MATLAB: Difference between predefined and custom exponential fit function

curve fittingMATLAB

Hello all, I'm trying to define a custom function for fitting some data, of the shape a+b*exp(c*x). But to test whether Im' doing this correctly, I first tried to compare fitting a simple dataset with a predefined expoinential "exp1", and the one that I'd define myself.
x = 1:100;
y = 3*exp(0.2*x); % some random exponential data
f1 = fit(x', y', 'exp1')
This gives the output of
General model Exp1:
f1(x) = a*exp(b*x)
Coefficients (with 95% confidence bounds):

a = 3 (3, 3)
b = 0.2 (0.2, 0.2)
which is correct.
Now, defining the same thing with fittype:
testexp = fittype('a*exp(b*x)', 'independent', 'x');
f2 = fit(x', y', testexp)
gives the output of
General model:
f2(x) = a*exp(b*x)
Coefficients (with 95% confidence bounds):
a = -3.317e-19 (-1.473e-17, 1.407e-17)
b = 0.9402 (0.5052, 1.375)
which is slightly insane.
Can you please tell me what am I doing wrong?
Kind regards, Marko

Best Answer

As described in the "Optimized Starting Points and Default Constraints" section of this documentation page, when you use the predefined exponential model it uses a heuristic to determine the starting point.

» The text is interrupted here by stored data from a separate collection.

PR #2, opened 2016-02-18
Fix compile error on Linux

gordonchaffee:
error: format not a string literal and no format arguments
   [-Werror=format-security]


sterlinghughes:
Hi Gordon, Thanks for the pull request.  apache:master is locked for release, we've switched to apache:develop as the main branch for development.  That gets regularly merged into master.

PR #7, opened 2016-02-25
Mynewt 9

paulfdietrich:
This is a basic BSP for arduino zero. It includes the atmel samd drivers integrated into the mynewt framework with a BSP for the arduino zero board.


mkiiskila:
There's some changes to stm32f4xx UART driver here which look accidental, get rid of those.

Another thing is changes to libs/cmsis-core/src/cmsis_nvic.c break the build for NRF51, which is another Cortex-M0. Maybe change the #ifdef for __VTOR_PRESENT check for the presence of the define instead of the value of the define?
I.e. #ifdef __VTOR_PRESENT as opposed to #if (__VTOR_PRESENT == 0)

Also, could you pull in the latest changes from develop branch and merge with this stuff? YAML file stuff has changed there.

mkiiskila:
Yet another thing that does not build anymore is slinky when building for native BSP (on MacOS).
Try building this target:
[marko@IsMyLaptop:~/src/larva]$ newt target show slinky_sim 
slinky_sim
	arch=sim
	bsp=hw/bsp/native
	compiler=sim
	compiler_def=debug
	name=imgmgr_sim
	project=slinky
Passing uint32_t to %lx in printf is not accepted by native compiler, I would typecast the value to unsigned long.

paulfdietrich:
Marko,

I made the changes to the things you recommended. I think this is ready.  NOTE: there is a small patch 4fc6b7a for a uninitialized data in a fix Chris added which I picked up when I pulled from develop. I reviewed with Chris offline and he though the patch was fine until he gets in to take a look

PR #10, opened 2016-03-04
MYNEWT-230

paulfdietrich:
explictely cast to an integer since some compilers don't like to implicitelty
cast a char to an int

### DIFF
--- a/libs/util/src/datetime.c
+++ b/libs/util/src/datetime.c
@@ -211,7 +211,7 @@ parse_number(const char *str, int digits, int *val)
     cp = str;
     end = str + digits;
     while (cp < end) {
-        if (!isdigit(*cp)) {
+        if (!isdigit((int) *cp)) {
             return (NULL);
         }
         *val *= 10;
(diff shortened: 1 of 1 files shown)


neelnatu:
The change looks good but the warning surprised me so I googled around.

I found the following email thread that explains it very well:
https://sourceware.org/ml/newlib/2010/msg00245.html

> warning: array subscript has type 'char'
> 
> Most, if not all, of these appear to be from
> using ctype.h methods which is caused by
> a missing (int) case in line 57 in ctype.h:
> 
> #define __ctype_lookup(__c) ((__ctype_ptr__+sizeof(""[(__c]))[(int)(__c)])
> 
> Changing this to the following resolved the
> warnings.
> 
> #define __ctype_lookup(__c)
> ((__ctype_ptr__+sizeof(""[(int)__c]))[(int)(__c)])
> 
> This is with newlib 1.18.0 with the current RTEMS
> patch.
> 
> Does this cast need to be added?

Absolutely not.  The warning is _intentional_.  You have a bug in your
code - you are calling the ctype methods with a char argument, but char
is signed, and an 8-bit char is out of range and causes unspecified
results according to the standards.  In particular, that warning was
added because we had a demonstration of where isspace(255u) and
isspace(EOF) intentionally give different results in some locales, but
where the calling app had been doing isspace((char)255) and going into
an infinite loop because of their bug.  You should fix your code to use
unsigned char or int, as appropriate, in the first place.

PR #11, opened 2016-03-05
Support building 'sim' with optimization levels higher than -O0

neelnatu:
0796ef213444be48b59d31e378adca2efc61a3dc:
Support building the 'sim' with optimization levels higher than -O0. The
higher optimization levels emit useful warnings that are masked at -O0.

The basic problem with the implementation of 'os_arch_task_stack_init()'
is that we are switching stacks from underneath the compiler without any
ability to influence how the compiler uses the stack. Thus when setjmp()
returns the compiler doesn't know that the stack frame it allocated for
local variables doesn't exist anymore on the new stack.

This happens to work with the -O0 optimization level because the compiler
addresses local variables using the frame pointer (%ebp). Higher optimization
levels use offsets from the stack pointer and immediately expose the issue
mentioned above.

Fix this by switching stacks in 'os_arch_frame_init()' which is implemented
in assembly so we can control the use of stack after setjmp() returns.

fb3520e2ca4aadc0d47928a0a54ebcd54a433f6e:
Don't drop the critical section between selecting the task to run and
actually switching to it. This creates a window where an interrupt might
make a higher priority task runnable but won't switch to it immediately.

### DIFF
--- a/compiler/sim/pkg.yml
+++ b/compiler/sim/pkg.yml
@@ -29,15 +29,16 @@ pkg.keywords:
     - gcc
 
 compiler.path.cc: "/usr/local/bin/gcc-5" 
+compiler.path.as: "/usr/local/bin/gcc-5 -x assembler-with-cpp"
 compiler.path.archive: "ar"
 compiler.path.objdump: "gobjdump"
 compiler.path.objsize: "objsize"
 compiler.path.objcopy: "gobjcopy"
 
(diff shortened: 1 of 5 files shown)


wes3:
Merged the pull request. Code seemed fine but I admit I did not go through all the assembly code entirely to make sure it works.

neelnatu:
Will merged the pull request.

PR #15, opened 2016-03-08
a library to control the HC-SR04 ultrasonic distance sensor

paulfdietrich:
a small library to control an ultrasonic range finder.

### DIFF
--- a/libs/HCSR04/include/hcsr04.h
+++ b/libs/HCSR04/include/hcsr04.h
@@ -1,0 +1,50 @@
+/**
+ * Licensed to the Apache Software Foundation (ASF) under one
+ * or more contributor license agreements.  See the NOTICE file
+ * distributed with this work for additional information
+ * regarding copyright ownership.  The ASF licenses this file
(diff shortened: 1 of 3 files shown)


mkiiskila:
Hi Paul, do you feel that the ultrasonic driver should be part of the core OS?
I wonder if the Arduino repository would be a better place to keep this.

Also, setting identities in pkg.yml for this library does not seem right. What's the goal with that setting?

ccollins476ad:
I think this library does need to stay in core because we have a tutorial in the mynewt docs which relies on it (http://mynewt.apache.org/os/tutorials/air_quality_sensor/)

I do agree that the PERIPHERAL feature in libs/HCSR04/pkg.yml seems to serve no purpose, and it should probably be removed.

paulfdietrich:
I will close this as I will put it into a remote repository. I think the tutorial is on an air sensor and not a distance sensor.

sterlinghughes:
Cool, that's great.  Please add a pointer to it when you do so!

PR #16, opened 2016-03-11
Fix building and running 'sim' on Linux

neelnatu:


mkiiskila:
Looks good. Only thing I'm ambivalent about is the task stack increases for task1 and task2. I would tone those down to maybe 256 dwords each. What I'm worried about is the RAM use when running in low memory platforms.

ccollins476ad:
Can we just define the stack sizes conditionally on the architecture?  E.g.,

```
#ifdef ARCH_sim
#define TASK1_STACK_SIZE    OS_STACK_ALIGN(1024)
#else
#define TASK1_STACK_SIZE    OS_STACK_ALIGN(128)
#endif
```

By the way, this merge works with the latest newt and core/develop.  I just had to make a few minor changes to the testutil library to ensure the sigset gets properly initialized in case the OS never gets started (some unit tests don't actually use the OS, but they use some libs/os functions, e.g., os_memblock_get()).

neelnatu:
How about we go a step further and do it in the sim-specific
OS_STACK_ALIGN() by:

- adding a fixed amount to all stacks (say 4096 bytes) or

- allocating a multiple of the requested size (say __nmemb * 8)

Thoughts?

best
Neel

neelnatu:
I reverted the stack size changes and instead scaled them up in
arch-specific code.

If this looks ok then I can update the pull request.

best
Neel

diff --git a/libs/os/include/os/arch/sim/os/os_arch.h
b/libs/os/include/os/arch/sim/os/os_arch.h

index cfe737f..59096f8 100644

--- a/libs/os/include/os/arch/sim/os/os_arch.h

+++ b/libs/os/include/os/arch/sim/os/os_arch.h

@@ -40,8 +40,20 @@ typedef unsigned int os_stack_t;

 #define OS_SANITY_STACK_SIZE (1024)

 #define OS_IDLE_STACK_SIZE (1024)


+/*

+ * The 'sim' architecture-specific code does not have as much control on

+ * stack usage as the real embedded architectures.

+ *

+ * For e.g. the space occupied by the signal handler frame on the task

+ * stack is entirely dependent on the host OS.

+ *

+ * Deal with this by scaling the stack size by a factor of 16. The scaling

+ * factor can be arbitrarily large because the stacks are allocated from

+ * BSS and thus don't add to either the executable size or resident

+ * memory.

+ */

 #define OS_STACK_ALIGN(__nmemb) \

-    (OS_ALIGN((__nmemb), OS_STACK_ALIGNMENT))

+    (OS_ALIGN(((__nmemb) * 16), OS_STACK_ALIGNMENT))


 /* Enter a critical section, save processor state, and block interrupts */

 #define OS_ENTER_CRITICAL(__os_sr) (__os_sr = os_arch_save_sr())

diff --git a/project/slinky/src/main.c b/project/slinky/src/main.c

index 4534097..edaad80 100755

--- a/project/slinky/src/main.c

+++ b/project/slinky/src/main.c

@@ -45,24 +45,24 @@ int init_tasks(void);


 /* Task 1 */

 #define TASK1_PRIO (1)

-#define TASK1_STACK_SIZE    OS_STACK_ALIGN(1024)

+#define TASK1_STACK_SIZE    OS_STACK_ALIGN(128)

 struct os_task task1;

 os_stack_t stack1[TASK1_STACK_SIZE];

 static volatile int g_task1_loops;


 /* Task 2 */

 #define TASK2_PRIO (2)

-#define TASK2_STACK_SIZE    OS_STACK_ALIGN(1024)

+#define TASK2_STACK_SIZE    OS_STACK_ALIGN(128)

 struct os_task task2;

 os_stack_t stack2[TASK2_STACK_SIZE];


 #define SHELL_TASK_PRIO (3)

 #define SHELL_MAX_INPUT_LEN     (256)

-#define SHELL_TASK_STACK_SIZE (OS_STACK_ALIGN(1024))

+#define SHELL_TASK_STACK_SIZE (OS_STACK_ALIGN(384))

 os_stack_t shell_stack[SHELL_TASK_STACK_SIZE];


 #define NEWTMGR_TASK_PRIO (4)

-#define NEWTMGR_TASK_STACK_SIZE (OS_STACK_ALIGN(1024))

+#define NEWTMGR_TASK_STACK_SIZE (OS_STACK_ALIGN(512))

 os_stack_t newtmgr_stack[NEWTMGR_TASK_STACK_SIZE];


 struct log_handler log_console_handler;

neelnatu:
I have updated the pull request to revert the stack size changes.

https://github.com/apache/incubator-mynewt-core/pull/16

best
Neel

PR #22, opened 2016-03-22
Hal pwm

paulfdietrich:


paulfdietrich:
I just updated this to include the same model as the hal_adc

paulfdietrich:
I submitted an alternate with a better (IMO) API

PR #25, opened 2016-03-25
After reviews of the three hal ADC prototypes, this is what I think i…

paulfdietrich:
Thanks for all the help everyone.  I do like this implementation the best.

Some special things to note about the HAL:

1) For ADC, I made the hal_device_s not constant.  This allows drivers to wrap this with state.  My implementations take up 1 or 2 words per device depending on whether the have state.
2) There is still a system ID and mcu ID.  I made special include files for them.  We can't do the simple thnk that MBED does since they use PINs and we wanted to support external devices in our HAL
3) Unlike the other drivers though, all the glue for the device factory lives in one function in the BSP.
4) Although the systemID are not necessarily iterable, in an application you can place their pointers in an array and iterate them nicely.
5) The MCU Device IDs can be specified differently for each MCU and need not be simple numbers (could be pins for the MBED hal for example)


hw/bsp/native/include/bsp/bsp_sysid.h
```diff
@@ -0,0 +1,44 @@
...
+
+/* This file defines the system device descriptors for this BSP.
+ * System device descriptors are any HAL devies */
+
+#ifdef __cplusplus
+extern "C" {
+#endif
+
+/* this is a native build and these are just simulated */
+enum SystemDeviceDescriptor {
```
sterlinghughes: This should be enum system_device_descriptor re coding conventions. (they are unfortunately not documented yet.)
enum system_dev_descriptor might even be better :-)

hw/bsp/native/src/hal_bsp.c
```diff
@@ -35,3 +39,26 @@ bsp_flash_dev(uint8_t id)
     }
     return &native_flash_dev;
 }
+
+
+/* This is the factory that creates adc devices for the application.
+ * Based on the system ID defined, this maps to a creation function for
+ * the specific underlying driver */
+extern struct hal_adc_device_s *
+bsp_get_hal_adc_device(enum SystemDeviceDescriptor sysid) {
```
sterlinghughes: { goes on the line after the function declaration.

hw/hal/include/hal/hal_adc.h
```diff
@@ -0,0 +1,60 @@
...
+#define HAL_ADC_H
+
+/* for the pin descriptor enum */
+#include <bsp/bsp_sysid.h>    
+
+/* This is the device for an ADC. The application using the ADC device
+  *does not need to know the definition of this device and can operate 
+ * with a pointer to this device.  you can get/build device pointers in the 
+ * BSP */
+struct hal_adc_device_s;
```
sterlinghughes: struct names shouldn't be postfixed with the type (i.e. _s).

hw/mcu/native/include/mcu/mcu_devid.h
```diff
@@ -0,0 +1,39 @@
...
+#ifndef MCU_DEVID_H
+#define MCU_DEVID_H
+
+#ifdef __cplusplus
+extern "C" {
+#endif
+
+/* this is a native build and these pins are not real.  They are used only
+ * for simulated HAL devices */
+enum McuDeviceDescriptor {
```
sterlinghughes: mcu_device_descriptor

hw/mcu/native/src/hal_adc.c
```diff
@@ -0,0 +1,315 @@
...
+};
+
+struct hal_adc_device_s*
+native_adc_file_create(enum McuDeviceDescriptor devid, char *fname) 
+{
+    struct file_adc_device_s *padc = NULL;
+    if(devid == MCU_ADC_CHANNEL_5) {
+        padc = malloc(sizeof(struct file_adc_device_s));
+        
+        if(padc) {
```
sterlinghughes: if ( not if(

hw/mcu/native/src/hal_adc.c
```diff
@@ -0,0 +1,315 @@
...
+            fclose(pfileadc->native_fs);
+        }      
+    }
+    
+    return -1;    
+}
+
+
+
+#if 0
```
sterlinghughes: obviously, cull out the #if 0 code prior to commit.

hw/mcu/native/src/hal_adc.c
```diff
@@ -0,0 +1,315 @@
...
+struct mmm_adc_device_s {
+    struct hal_adc_device_s parent;
+    enum McuDeviceDescriptor devid;   
+};
+
+struct hal_adc_device_s*
+native_adc_mmm_create(enum McuDeviceDescriptor devid) 
+{
+    struct mmm_adc_device_s *padc = NULL;
+    if(        (devid == MCU_ADC_CHANNEL_2)
```
sterlinghughes: standard is if ((devid == MCU_ADC_CHANNEL_2) ||
                      (devid == MCU_ADC_CHANNEL_3) ||
matching the inner parentheses with the start of the line, but including the || statement at the end of the line.

mkiiskila:
No architecture besides native has bsp_sysid.h present in this pull request, so nothing except native targets would build after merging this in. Could you add stubs for all BSPs so that those platforms would still be buildable?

When you use a custom nonlinear model, it uses a random starting point.
You can specify a starting point using the fitoptions function. Given that your model to fit includes exp(b*100) which for something as small as b = 0.5 is on the order of 5e21, I think the better a starting guess you can specify for the b coefficient the more likely it is that your fitting will succeed.